What the exercise asks
Read the records beneath this task and copy every line that contains the string "like".

Exercise data
PR #543, opened 2015-06-15
do not skip SSL verification on plugin piratebay

X-dark:
There is no reason to disable SSL verification.


gazpachoking:
Thanks, yeah, I didn't like that being off by default.

If this breaks anything for anyone, you probably need python 2.7.9, or to install the dependencies provided by `requests[security]` package on older pythons.

PR #545, opened 2015-06-17
Add search plugin for PTP

Chemondelay:
Configured like so:
```
discover:
  ...
  from:
    - ptp:
        username: *****
        password: *****
        passkey: *****   # Found after `torrent_pass=` in any torrent download link on the site
```

The plugin populates the usual entry fields, as well as three unique boolean fields that can be filtered against:
 * `ptp_checked`, indicating whether the torrent has been checked by staff;
 * `ptp_gp`, indicating a 'Golden Popcorn' (i.e. verified high-quality) release; and
 * `ptp_scene`, indicating a Scene release.

### DIFF
--- a/flexget/plugins/search_ptp.py
+++ b/flexget/plugins/search_ptp.py
@@ -16,7 +16,7 @@ session.set_domain_delay('tls.passthepopcorn.me', '9 seconds')
 base_url = 'https://tls.passthepopcorn.me'
 
 
-class SearchPTP2(object):
+class SearchPTP(object):
 
     schema = {
         'type': 'object',
--- a/flexget/plugins/search_ptp.py
+++ b/flexget/plugins/search_ptp.py
@@ -1,0 +1,79 @@
+from __future__ import unicode_literals, division, absolute_import
+import logging
+
+from flexget import plugin
+from flexget.entry import Entry
+from flexget.event import event
+from flexget.utils import requests, json
+from flexget.utils.search import torrent_availability
+
+log = logging.getLogger('ptp')
+
+session = requests.Session()
+# The site will block your IP for a couple of hours if too many requests are made within a certain period, which seems
+# to be quite short, so the domain delay has been set low enough to allow continuous requesting.
+session.set_domain_delay('tls.passthepopcorn.me', '9 seconds')
+base_url = 'https://tls.passthepopcorn.me'
+
+
+class SearchPTP2(object):
+
+    schema = {
+        'type': 'object',
+        'properties': {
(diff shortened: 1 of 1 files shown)


flexget/plugins/search_ptp.py
```diff
@@ -0,0 +1,79 @@
...
+
+from flexget import plugin
+from flexget.entry import Entry
+from flexget.event import event
+from flexget.utils import requests, json
+from flexget.utils.search import torrent_availability
+
+log = logging.getLogger('ptp')
+
+session = requests.Session()
```
stevezau: You should be able to use 

task.session and task.requests

flexget/plugins/search_ptp.py
```diff
@@ -0,0 +1,79 @@
...
+            'username': {'type': 'string'},
+            'password': {'type': 'string'},
+            'passkey': {'type': 'string'}
+        },
+        'required': ['username', 'password', 'passkey'],
+        'additionalProperties': False
+    }
+
+    def search(self, task, entry, config):
+        session.post(
```
stevezau: Perhaps it should check for failed credentials?

flexget/plugins/search_ptp.py
```diff
@@ -0,0 +1,79 @@
...
+
+        try:
+            r = session.post('%s/torrents.php?json=1&searchstr=%s' % (base_url, search))
+        except RequestException as e:
+            log.error('Error searching PTP: %s' % e)
+            return
+        try:
+            content = json.loads(r.content)
+        except ValueError as e:
+            log.debug('No results from PTP.')
```
stevezau: json.loads(r.content) should work even if it's empty json.. I guess this should say invalid response from server or something similar?

flexget/plugins/search_ptp.py
```diff
@@ -0,0 +1,79 @@
...
+            return
+
+        results = set()
+        if 'Torrents' in content:
+            for item in content['Torrents']:
```
stevezau: could just do 

for item in content.get('Torrents', []):

flexget/plugins/search_ptp.py
nikdoof: This has probably been done to catch error 500s and cloud flare issues, but this isn't the right way to do it. We should be checking ```r.status_code``` and making use of ```r.json```, let requests do the work for us.

liiight:
@Chemondelay is this still relevant?

liiight:
Reopen if relevant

Result of this task
Thanks, yeah, I didn't like that being off by default.
Configured like so:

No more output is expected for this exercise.